# [Wet Thumb Forum]-Where to buy rigid airline tubing?



## imported_trilinearmipmap (Feb 11, 2003)

Does anyone know where to buy rigid airline tubing. I mean the plastic clear straight tubing that is completely rigid and straight, the kind they used to use for the air tubing inside undergravel filter lifts.

I have tried local fish stores, Big Al's online and elsewhere and nobody thinks they even make this stuff anymore. I want to get some for a brineshrimp hatchery and for a siphon tube for fry tanks.

Canadian Aquatic Plant Trading Website


----------



## imported_trilinearmipmap (Feb 11, 2003)

Does anyone know where to buy rigid airline tubing. I mean the plastic clear straight tubing that is completely rigid and straight, the kind they used to use for the air tubing inside undergravel filter lifts.

I have tried local fish stores, Big Al's online and elsewhere and nobody thinks they even make this stuff anymore. I want to get some for a brineshrimp hatchery and for a siphon tube for fry tanks.

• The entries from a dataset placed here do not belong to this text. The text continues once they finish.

PR #1635, opened 2020-01-24
Clarify calling functions explanation

lindboe:
The original explanation says that we re-write the name of the example function at the bottom of the file "because Python reads the file from top to bottom, so we need to re-write the name of the function." I find that explanation a bit confusing myself; the primary reason that we need to write `hi()` is because we need to execute it, not because of Python's ordering properties.

I think two things were conflated here:
1) The difference between defining and running a function
2) Explaining that Python reads files from top to bottom, and needs functions to be defined before they can be called

I tried to more explicitly explain that what we're doing is calling a function we just defined, and break these concepts apart more. Very open to feedback on ways to do this better.

### DIFF
--- a/en/python_introduction/README.md
+++ b/en/python_introduction/README.md
@@ -815,7 +815,7 @@ hi()
 
 Okay, our first function is ready!
 
-You may wonder why we've written the name of the function at the bottom of the file. When we write `def hi():` and the indented lines following, this is us writing instructions for what the `hi()` function should do. Python will read and remember these instructions, but won't run the function yet. To tell Python we want to run the function, we have to call the function with `hi()`. Python reads the file and executes it from top to bottom, so we have to define functions in the file before we call them.
+You may wonder why we've written the name of the function at the bottom of the file. When we write `def hi():` and the indented lines following, this is us writing instructions for what the `hi()` function should do. Python will read and remember these instructions, but won't run the function yet. To tell Python we want to run the function, we have to call the function with `hi()`. Python reads the file and executes it from top to bottom, so we have to define the function in the file before we call it.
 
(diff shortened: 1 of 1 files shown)


en/python_introduction/README.md
```diff
@@ -815,7 +815,7 @@ hi()
 
 Okay, our first function is ready!
 
-You may wonder why we've written the name of the function at the bottom of the file. This is because Python reads the file and executes it from top to bottom. So in order to use our function, we have to re-write it at the bottom.
+You may wonder why we've written the name of the function at the bottom of the file. When we write `def hi():` and the indented lines following, this is us writing instructions for what the `hi()` function should do. Python will read and remember these instructions, but won't run the function yet. To tell Python we want to run the function, we have to call the function with `hi()`. Python reads the file and executes it from top to bottom, so we have to define functions in the file before we call them.
```
das-g: For simplicity, I'd only mention this one function:

```suggestion
You may wonder why we've written the name of the function at the bottom of the file. When we write `def hi():` and the indented lines following, this is us writing instructions for what the `hi()` function should do. Python will read and remember these instructions, but won't run the function yet. To tell Python we want to run the function, we have to call the function with `hi()`. Python reads the file and executes it from top to bottom, so we have to define the function in the file before we call it.
```

Readers can hopefully themselves conclude, that this goes for each other function, too. And
> [W]e have to define functions in the file before we call them.

could be misinterpreted such as that all functions have to be defined before you can call even one of them, which isn't true. One could define one, calls it, define the next one, call that, etc.

lindboe: Great points! I like this suggestion a lot, I will commit it.

PR #1644, opened 2020-02-14
Clarify which name should be the same

shaib:


en/extend_your_application/README.md
```diff
@@ -81,7 +81,8 @@ Do you remember what the next step is? It's adding a view!
 
 ## Add a post's detail view
 
-This time our *view* is given an extra parameter, `pk`. Our *view* needs to catch it, right? So we will define our function as `def post_detail(request, pk):`. Note that we need to use exactly the same name as the one we specified in `urls` (`pk`). Omitting this variable is incorrect and will result in an error!
+This time our *view* is given an extra parameter, `pk`. Our *view* needs to catch it, right? So we will define our function as `def post_detail(request, pk):`. Note that we need the parameter to have exactly the same name as the one we specified in `urls` (`pk`). Omitting this variable is incorrect and will result in an error!
```
ekohl: How about this version?
```suggestion
This time our *view* is given an extra parameter, `pk`. Our *view* needs to catch it, right? So we will define our function as `def post_detail(request, pk):`. Note that this parameter must have the exact same name as the one we specified in `urls` (`pk`) and omitting this variable is incorrect. It will result in an error!
```

shaib: works for me just as well.

das-g: I think the previous sentence boundaries were more in line with text's content. So how about

```suggestion
This time our *view* is given an extra parameter, `pk`. Our *view* needs to catch it, right? So we will define our function as `def post_detail(request, pk):`. Note that this parameter must have the exact same name as the one we specified in `urls` (`pk`). Omitting this variable is incorrect and will result in an error!
```
or
```suggestion
This time our *view* is given an extra parameter, `pk`. Our *view* needs to catch it, right? So we will define our function as `def post_detail(request, pk):`. Note that this parameter must have the exact same name as the one we specified in `urls` (`pk`). Also note that omitting this variable is incorrect and will result in an error!
```

shaib: The exact phrasing does not matter to me. What bugged me is the vague reference to "the same name" when, in this context, it also happens that the view function's name and the URL name are the same (although that's not really necessary) so I thought we should clarify that we're talking about the parameter name.

ekohl:
Looks like Travis is still running, but other than that :+1: to merge.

Canadian Aquatic Plant Trading Website


----------



## lucille (Jul 6, 2003)

I have ordered all sorts of stuff from the gigantic corporation US Plastics, including Tygon tubing. They are extremely customer oriented and have just about every plastic item made, and if not will find/get it for you. And they also have a discounted sale area where they have stuff like tubing, large plastic containers that can be used as sumps, etc. Great company.


----------



## Rex Grigg (Jan 22, 2004)

Strange,

I see this stuff in every pet store I go into.

Moderator










American by birth, Marine by the grace of God! This post spell checked with IESpell available at http://www.iespell.com

See my Profile for tank details.


----------



## Vicki (Jan 31, 2003)

Well, I can buy it almost anywhere. Any lfs in town has it; Lowe's and Home Depot both carry clear plastic rigid tubing in an assortment of sizes. Foster & Smith sells it here.

http://www.wheelpost.com


----------



## Kevin Jones (Apr 4, 2004)

got mine at the home depot

they carry an amazing quantity of stuff for this hobby


----------



## Roger Miller (Jun 19, 2004)

I've never seen clear rigid tubing in Home Depot. What department do you find it in?


Roger Miller

"The indispensible first step to getting the things you want out of life is this: Decide what you want" -- Ben Stein


----------



## Vicki (Jan 31, 2003)

At my Home Depot it's in the general vicinity of plumbing, where they have assorted types of pvc pipe. There's a square display with solid plastic rods and hollow tubing in sizes from 3/16" to one inch. They have different sizes of wooden dowel rods in the same place, I have no idea why.

http://www.wheelpost.com


----------



## Kevin Jones (Apr 4, 2004)

ditto

Canadian Tire carries the stuff as well, for those north o the border


----------



## imported_trilinearmipmap (Feb 11, 2003)

Thanks.

My Canadian Tire doesn't have it.

I will try Home Depot when I am down south this weekend.

Canadian Aquatic Plant Trading Website


----------



## imported_trilinearmipmap (Feb 11, 2003)

Home Depot: no

Canadian Tire: no

Any other Canadian source for this?

Canadian Aquatic Plant Trading Website


----------